There in Ireland, the same patriotic glue that binds the locals together can also be found binding the local developers together for a family-like comaradarie -- one into which technologists from Europe, the US and anywhere else are very warmly welcomed -- one that I'm not sure I've observed elsewhere.

In absence of the technical events that I'm told Ireland craves -- ones that might typically provide the venue for regularly recurring and productive developer get-togethers the way so many domestic events do -- the regional developer community appears to have taken matters into its own hands by scheduling "open coffees" and other periodic meetups. The result appears to be a technical brother/sisterhood that runs deep, but friendships that run deeper.

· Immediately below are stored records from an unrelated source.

PR #123, opened 2016-07-24
Use mapM in createT because ST wasn't Applicative in 7.0

dolio:


cartazio:
@dolio Q: does this sensibly have an analogous specialized type for the Unboxed,Boxed and Storable modules?

dolio:
This already is in those modules. They're just copies of the generic API like most other things.

PR #125, opened 2016-07-24
Fix iscanr/l functions to fuse with correct lengths

dolio:
They were using inplace with id, while scans increase the number of elements by
1. iscanr functions are incorrect, though.

### DIFF
--- a/Data/Vector/Generic.hs
+++ b/Data/Vector/Generic.hs
@@ -1822,18 +1822,22 @@ scanr' f z = unstreamR . Bundle.scanl' (flip f) z . streamR
 -- | /O(n)/ Right-to-left scan over a vector with its index
 iscanr :: (Vector v a, Vector v b) => (Int -> a -> b -> b) -> b -> v a -> v b
 {-# INLINE iscanr #-}
-iscanr f z =
+iscanr f z v =
     unstreamR
-  . inplace (S.scanl (flip $ uncurry f) z . S.indexed) (+1)
+  . inplace (S.scanl (flip $ uncurry f) z . S.indexedR n) (+1)
   . streamR
+  $ v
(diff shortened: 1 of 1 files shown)


Data/Vector/Generic.hs
```diff
@@ -1822,18 +1822,22 @@ scanr' f z = unstreamR . Bundle.scanl' (flip f) z . streamR
 -- | /O(n)/ Right-to-left scan over a vector with its index
 iscanr :: (Vector v a, Vector v b) => (Int -> a -> b -> b) -> b -> v a -> v b
 {-# INLINE iscanr #-}
-iscanr f z =
+iscanr f z v =
     unstreamR
```
cartazio: huh, i didnt realize our Stream tooling could do "from the Right", cool!

dolio: I think that's new with the bundle stuff. Unfortunately this function probably breaks fusion, because of the need for length information.

cartazio: I thought vector stream fusion can support an exact size? Using the Exact
size constructor

Hrmmmm. Maybe this code should use that?

dolio: So, the issue is, you don't necessarily have an exact size.

If you have an actual vector, you have an exact size. But then you haven't fused. And there are fusion rules that eliminate stuff like `streamR (unstreamR bundle) = bundle` (not quite that), and not all bundles have an exact size. We could create a version of `inplace` that gives the bundle's `Size`, but if it's `Max` or `Unknown`, we don't know what to do for the indices; we'd just have to compute the length of the `Stream`.

A better option might be to write a fully fleshed out `iscanr` for `Bundle` and use it.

In fact, it's apparently not uncommon for the friends, family, and significant others of developers to join in the festivities as they did when Doug and I hosted a party at the small but traditional Irish pub The Bankers. These friendships cross party lines too. The members of the community who are vendor representatives by day are simply part of the family by night where the conversation is sometimes hardly about tech.

That's not to say that the conversation wasn't also richly tech as well. Not only did we have a healthy contingent of business technologists at Mashup Camp (in fact, Enterprise Ireland helped us to pull it off) all of whom were eager to talk about the implications of mashups on business, the attendees -- a bunch of whom hacked mashups on-site -- were extremely well versed in the sciences of mashups, APIs, Web services, and Software as a Service. In other words, we're talking about a community of developers with the technical credentials that are as good as those you'll find anywhere else in the world -- but one, it seems to me, with a slightly greater proclivity to "early adopt" the mashup approach to behind the firewall application development for businesses than I've seen domestically. Based on what I've seen, European businesses (and consumers for that matter) are quicker to take action on disruptive technologies than are their American counterparts so long as the potential for impact is significant (as it is with mashups).

On the second day of what was a 3-day Camp, Kapow product manager Andreas Krohn, a developer himself, came up to me and said that the conversation happening at Mashup Camp was "absolutely world class." I'd add to that that so too were the friendships we forged. As much as events like Mashup Camp are about technology and opportunity, Mashup Camp Dublin served as a reminder that it's just as much, if not more, about people and relationships.

So, to the great many friends we left behind in Europe when our Aer Lingus flight departed for Boston, please hold a seat and a pint of Guinness Stout for us at The Porter House, The Bankers, Oliver St. John Gogarty's, or the Fitzsimons. We're already plotting our return.